Exercise details
Would you retype the whole listing exactly?

Supplied material
PR #4059, opened 2019-08-31
Renaming module hpx_parallel_executors into hpx_execution

hkaiser:
Just giving it a shorter name. Also, not all implemented executors are 'parallel'...


hkaiser:
… or should we name it `hpx_execution` - might be even more appropriate ...

msimberg:
> … or should we name it `hpx_execution` - might be even more appropriate ...

Good idea. `execution` would match the standard library header. With that name we would also end up with a global header called `hpx/execution.hpp` which I think is nicely consistent. The related question to this is if we should move the executors into `hpx::execution` or even just `hpx`. The documentation doesn't help here, but we've noticed people having trouble figuring out e.g. that `par` is in `hpx::parallel::execution` (plus it's quite a mouthful). I'd be in favour of going all the way up to `hpx` since that would make the `std::par` to `hpx::par` replacement more natural, but `hpx::execution` would be more consistent with what we've been doing with some of the other modules.

hkaiser:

Response below
PR #4059, opened 2019-08-31
Renaming module hpx_parallel_executors into hpx_execution

hkaiser:
Just giving it a shorter name. Also, not all implemented executors are 'parallel'...


hkaiser:
… or should we name it `hpx_execution` - might be even more appropriate ...

msimberg:
> … or should we name it `hpx_execution` - might be even more appropriate ...

Good idea. `execution` would match the standard library header. With that name we would also end up with a global header called `hpx/execution.hpp` which I think is nicely consistent. The related question to this is if we should move the executors into `hpx::execution` or even just `hpx`. The documentation doesn't help here, but we've noticed people having trouble figuring out e.g. that `par` is in `hpx::parallel::execution` (plus it's quite a mouthful). I'd be in favour of going all the way up to `hpx` since that would make the `std::par` to `hpx::par` replacement more natural, but `hpx::execution` would be more consistent with what we've been doing with some of the other modules.

hkaiser:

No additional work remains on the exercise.